**Task brief**
Report how many lines below include "have", giving the figure alone.

---------- The input ----------

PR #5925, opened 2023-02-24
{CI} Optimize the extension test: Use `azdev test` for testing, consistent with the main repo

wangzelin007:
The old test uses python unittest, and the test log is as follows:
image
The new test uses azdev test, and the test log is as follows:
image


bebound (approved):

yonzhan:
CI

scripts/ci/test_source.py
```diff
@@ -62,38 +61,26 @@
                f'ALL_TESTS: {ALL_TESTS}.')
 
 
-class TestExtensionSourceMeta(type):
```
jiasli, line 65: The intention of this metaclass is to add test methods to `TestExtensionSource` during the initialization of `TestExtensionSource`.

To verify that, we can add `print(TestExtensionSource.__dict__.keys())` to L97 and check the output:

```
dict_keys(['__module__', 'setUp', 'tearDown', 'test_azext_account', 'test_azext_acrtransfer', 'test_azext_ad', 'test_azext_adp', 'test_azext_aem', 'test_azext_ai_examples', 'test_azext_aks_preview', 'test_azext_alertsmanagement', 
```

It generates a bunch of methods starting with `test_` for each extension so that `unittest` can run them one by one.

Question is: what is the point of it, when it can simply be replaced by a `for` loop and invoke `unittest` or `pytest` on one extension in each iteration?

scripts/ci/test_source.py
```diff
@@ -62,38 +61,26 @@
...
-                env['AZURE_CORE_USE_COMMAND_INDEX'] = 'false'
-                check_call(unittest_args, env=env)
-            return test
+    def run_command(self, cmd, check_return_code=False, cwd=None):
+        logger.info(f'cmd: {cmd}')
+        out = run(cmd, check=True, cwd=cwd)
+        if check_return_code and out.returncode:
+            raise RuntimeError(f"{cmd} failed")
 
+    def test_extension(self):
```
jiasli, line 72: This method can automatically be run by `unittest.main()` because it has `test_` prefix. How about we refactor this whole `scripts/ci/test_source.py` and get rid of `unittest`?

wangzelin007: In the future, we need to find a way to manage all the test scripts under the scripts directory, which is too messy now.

----------
---------- The input ----------

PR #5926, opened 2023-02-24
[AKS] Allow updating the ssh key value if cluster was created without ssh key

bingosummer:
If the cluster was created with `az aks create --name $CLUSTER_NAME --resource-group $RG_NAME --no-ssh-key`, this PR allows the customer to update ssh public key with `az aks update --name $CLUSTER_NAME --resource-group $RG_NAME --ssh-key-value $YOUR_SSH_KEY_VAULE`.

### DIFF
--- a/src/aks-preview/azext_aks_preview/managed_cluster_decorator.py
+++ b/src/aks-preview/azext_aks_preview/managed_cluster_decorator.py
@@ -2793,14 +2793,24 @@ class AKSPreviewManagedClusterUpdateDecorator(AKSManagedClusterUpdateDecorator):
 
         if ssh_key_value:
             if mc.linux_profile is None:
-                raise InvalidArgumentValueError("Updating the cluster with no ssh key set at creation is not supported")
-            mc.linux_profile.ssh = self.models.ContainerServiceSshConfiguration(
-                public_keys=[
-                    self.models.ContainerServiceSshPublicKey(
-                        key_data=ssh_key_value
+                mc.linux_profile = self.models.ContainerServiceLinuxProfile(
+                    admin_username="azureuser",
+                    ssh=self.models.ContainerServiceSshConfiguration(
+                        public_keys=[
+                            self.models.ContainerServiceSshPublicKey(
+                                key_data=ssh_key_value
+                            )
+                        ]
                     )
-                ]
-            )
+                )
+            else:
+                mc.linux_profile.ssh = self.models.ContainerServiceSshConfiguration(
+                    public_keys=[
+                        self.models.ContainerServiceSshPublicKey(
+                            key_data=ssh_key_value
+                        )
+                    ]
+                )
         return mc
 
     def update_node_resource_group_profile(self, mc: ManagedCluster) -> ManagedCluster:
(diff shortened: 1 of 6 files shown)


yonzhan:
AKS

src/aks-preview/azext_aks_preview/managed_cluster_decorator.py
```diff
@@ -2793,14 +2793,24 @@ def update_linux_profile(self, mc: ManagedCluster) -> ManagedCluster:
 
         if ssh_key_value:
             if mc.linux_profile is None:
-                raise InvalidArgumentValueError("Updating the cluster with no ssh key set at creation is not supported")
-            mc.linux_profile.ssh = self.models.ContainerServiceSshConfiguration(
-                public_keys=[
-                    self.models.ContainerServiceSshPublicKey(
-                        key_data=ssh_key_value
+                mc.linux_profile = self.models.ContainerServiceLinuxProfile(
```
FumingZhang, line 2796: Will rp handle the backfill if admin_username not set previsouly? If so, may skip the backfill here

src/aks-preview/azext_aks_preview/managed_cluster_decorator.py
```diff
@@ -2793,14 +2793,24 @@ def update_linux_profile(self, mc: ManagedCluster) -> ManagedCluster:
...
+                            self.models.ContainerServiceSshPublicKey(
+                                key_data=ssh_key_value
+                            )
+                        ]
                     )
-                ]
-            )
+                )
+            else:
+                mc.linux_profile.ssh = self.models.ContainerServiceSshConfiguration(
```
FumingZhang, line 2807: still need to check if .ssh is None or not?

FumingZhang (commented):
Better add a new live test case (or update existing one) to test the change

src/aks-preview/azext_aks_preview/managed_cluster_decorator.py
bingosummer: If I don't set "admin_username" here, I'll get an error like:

----------
---------- The input ----------

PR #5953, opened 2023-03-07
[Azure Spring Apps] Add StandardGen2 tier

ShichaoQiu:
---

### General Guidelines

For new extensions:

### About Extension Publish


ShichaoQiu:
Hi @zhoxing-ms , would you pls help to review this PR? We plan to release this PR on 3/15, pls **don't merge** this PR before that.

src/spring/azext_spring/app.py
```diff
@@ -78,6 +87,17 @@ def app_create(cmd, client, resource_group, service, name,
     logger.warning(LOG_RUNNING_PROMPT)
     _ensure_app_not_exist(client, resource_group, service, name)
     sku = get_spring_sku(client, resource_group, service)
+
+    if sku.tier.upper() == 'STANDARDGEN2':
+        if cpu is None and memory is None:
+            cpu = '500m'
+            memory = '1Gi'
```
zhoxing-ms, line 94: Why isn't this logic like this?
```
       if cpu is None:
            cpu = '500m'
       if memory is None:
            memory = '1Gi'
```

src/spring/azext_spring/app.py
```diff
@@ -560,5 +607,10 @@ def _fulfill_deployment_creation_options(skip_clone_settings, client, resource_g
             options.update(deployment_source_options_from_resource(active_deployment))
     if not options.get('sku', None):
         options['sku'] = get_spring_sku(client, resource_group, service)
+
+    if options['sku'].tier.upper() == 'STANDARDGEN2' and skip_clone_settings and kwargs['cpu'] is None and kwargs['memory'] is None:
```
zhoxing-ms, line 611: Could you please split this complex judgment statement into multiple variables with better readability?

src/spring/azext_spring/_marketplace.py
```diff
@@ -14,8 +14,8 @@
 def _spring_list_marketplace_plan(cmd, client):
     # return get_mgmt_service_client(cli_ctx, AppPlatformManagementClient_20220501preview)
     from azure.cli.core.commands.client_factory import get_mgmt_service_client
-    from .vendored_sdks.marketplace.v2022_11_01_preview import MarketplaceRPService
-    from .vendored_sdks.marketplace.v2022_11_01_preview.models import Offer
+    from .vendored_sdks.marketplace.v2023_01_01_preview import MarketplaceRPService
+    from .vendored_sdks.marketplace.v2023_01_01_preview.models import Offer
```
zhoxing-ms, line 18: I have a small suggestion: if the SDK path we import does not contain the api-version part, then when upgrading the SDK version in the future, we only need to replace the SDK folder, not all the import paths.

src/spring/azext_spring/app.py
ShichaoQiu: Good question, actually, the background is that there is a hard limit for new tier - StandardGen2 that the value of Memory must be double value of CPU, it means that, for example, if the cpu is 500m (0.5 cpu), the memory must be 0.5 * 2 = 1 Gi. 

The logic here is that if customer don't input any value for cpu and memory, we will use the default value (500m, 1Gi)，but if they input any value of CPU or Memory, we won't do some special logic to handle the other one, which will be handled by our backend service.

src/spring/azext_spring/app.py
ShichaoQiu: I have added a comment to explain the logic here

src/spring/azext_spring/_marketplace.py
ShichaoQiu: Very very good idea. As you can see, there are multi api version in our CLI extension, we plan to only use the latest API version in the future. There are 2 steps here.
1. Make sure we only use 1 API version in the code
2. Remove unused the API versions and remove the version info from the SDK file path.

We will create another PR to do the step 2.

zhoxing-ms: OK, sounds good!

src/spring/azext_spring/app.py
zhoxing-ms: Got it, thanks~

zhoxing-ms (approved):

----------

**Task solution**
2